Sure, I’ve been critical of the charity fundraising model. Sure, I’ve had some harsh things to say about inspiration porn.  And, yes, I’ve argued that children with disabilities can be valuable comestibles.  None of that precludes me from providing a valuable Professional Fundraiser’s Assessment of the Shriners’ commercial above:

The problem with this ad for Shriners’ Hospital is that it doesn’t go far enough. It goes right up to the edge and hesitates.

Bottom line: If you’re not inspiring AND terrifying your audience, they’re not hearing why they should give to you to make you stop talking.

My 3-Point Pointers for Insperrifying™ Medical-Model Messaging (3M™)
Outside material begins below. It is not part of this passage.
PR #1902, opened 2024-11-11
`wasmparser`: fix crate feature propagation

Robbepop:
No longer enable `indexmap` and `hashbrown` when `std` feature is enabled without `hash-collections` feature.

### DIFF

  1. Love = Cure. You’ve laid the groundwork, now close the deal. You’ve got the kids believing love is about walking. Now have them say what you really mean: “My parents will hate me if I can’t walk!”
  2. Kids ♥ Begging. Whether it’s for a puppy or surgery, kids are world-class chin-tremblers. Yet you haven’t even given them the tools they need.  What, Shriners’ can’t afford a couple of tin cups?
  3. Follow Your Non-Bliss. On-camera talent should appear in naturalistic settings that echo your message of disability = despair. A seclusion room in a badly run public school.  Waiting at a stop where the bus rolls by them. Watching fundraising commercials for people “like that.”

Remember: Real World Fundraising™ measures itself on the Jerry Scale. On the Jerry Scale you have to scare to score!

Wishing you all a very happy #GivingTuesday on December 1st!